Resnet in Resnet: Generalizing Residual Architectures
Targ, Sasha
and
Almeida, Diogo
and
Lyman, Kevin
arXiv e-Print archive - 2016 via Local Bibsonomy
Keywords:
dblp
* They describe an architecture that merges classical convolutional networks and residual networks.
* The architecture can (theoretically) learn anything that a classical convolutional network or a residual network can learn, as it contains both of them.
* The architecture can (theoretically) learn how many convolutional layers it should use per residual block (up to the amount of convolutional layers in the whole network).
### How
* Just like residual networks, they have "blocks". Each block contains convolutional layers.
* Each block contains residual units and non-residual units.
* They have two "streams" of data in their network (just matrices generated by each block):
* Residual stream: The residual blocks write to this stream (i.e. it's their output).
* Transient stream: The non-residual blocks write to this stream.
* Residual and non-residual layers receive *both* streams as input, but only write to *their* stream as output.
* Their architecture visualized:

* Because of this architecture, their model can learn the number of layers per residual block (though BN and ReLU might cause problems here?):

* The easiest way to implement this should be along the lines of the following (some of the visualized convolutions can be merged):
* Input of size CxHxW (both streams, each C/2 planes)
* Concat
* Residual block: Apply C/2 convolutions to the C input planes, with shortcut addition afterwards.

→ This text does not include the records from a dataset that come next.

PR #3526, opened 2021-06-21
Allow non-unique sexp subcategories

BMagnu:
Previously, luasexps could not be placed into subcategories that were not unique.
Not only did this include custom categories, but also built-in ones, so sexps couldn't be placed into categories like "Weapons, Shields, and Engines", as that exists both in status and in change.
This does away with this requirement (tbh, I am not sure why it was there in the first place).
If you specify a built in subcategory but it only exists in a different main category, this will now create a new subcategory in the main category specified, as I would expect from the luasexps

### DIFF
--- a/code/parse/sexp/LuaSEXP.cpp
+++ b/code/parse/sexp/LuaSEXP.cpp
@@ -77,9 +77,9 @@ int get_category(const SCP_string& name) {
 	return -1;
 }
 
-int get_subcategory(const SCP_string& name) {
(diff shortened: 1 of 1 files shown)


Goober5000:
I don't see anything wrong with this, but since @asarium wrote this code I'd like his input.

asarium (approved):
I remember having a good reason for not allowing that but maybe I just didn't understand the code properly. If FRED accepts it then it is good enough for me.

PR #3528, opened 2021-06-21
add is-language

Goober5000:
Checks whether the game is running in the specified language.  Since the fiction viewer doesn't use XSTR-style localization, this SEXP can be used to display different stages for different languages.


JohnAFernandez (approved):
LGTM

PR #3529, opened 2021-06-22
Add shield regen hit delay

Baezon:
Adds an optional delay after hitting before shields will start to recharge.

In order for this to work on players `last_hit_time` needs to be properly updated for them too, and wasn't before, which should also make the behavior of player ships under AI control a bit more consistent.


wookieejedi:
Good idea, this will be very useful.

wookieejedi (approved):
Approving so it can be in before RC phase starts.

PR #3531, opened 2021-06-23
Fix model point shield handling for mini target shields

Baezon:
This causes the little mini target hull/shield indicator just below the reticle to be handled like the regular shield indicator is, only use `Quadrant_xlate` if it has default shields, for model point shields simply use the .ani frames in the direct shield quadrant order. Importantly this will prevent single quadrant shields from indexing out of bounds (because it would use `Quadrant_xlate` to index the 1st shield quadrant for the 0th ani frame)

### DIFF
--- a/code/hud/hudshield.cpp
+++ b/code/hud/hudshield.cpp
@@ -378,7 +378,13 @@ void hud_shield_show_mini(object *objp, int x_force, int y_force, int x_hull_off
 			break;
 		}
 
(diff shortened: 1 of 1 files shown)


Goober5000 (approved):

Baezon:
Blech, there's a few related things that need to be fixed too.

Baezon:
Ok, little confusing that the old hud stuff is still in here so things have to be done twice, but definitely works now on old ships and model point shield ships.

JohnAFernandez (approved):

PR #3535, opened 2021-06-24
Inline matrix multiplication ops for performance improvements

PhantomHoover:
Asteroth suggested I use the unit tests to profile the new matrix ops. Multiplication was slow as hell. I added inlining. The artificial unit test benchmark became fast! The total binary size seems the same. What could possibly go wrong?


JohnAFernandez (approved):
The file sizes being the same means there shouldn't be a downside...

* Transient block: Apply C/2 convolutions to the C input planes.
* Apply BN
* Apply ReLU
* Output of size CxHxW.
* The whole operation can also be implemented with just a single convolutional layer, but then one has to make sure that some weights stay at zero.
### Results
* They test on CIFAR-10 and CIFAR-100.
* They search for optimal hyperparameters (learning rate, optimizer, L2 penalty, initialization method, type of shortcut connection in residual blocks) using a grid search.
* Their model improves upon a wide ResNet and an equivalent non-residual CNN by a good margin (CIFAR-10: 0.5-1%, CIFAR-100: 1-2%).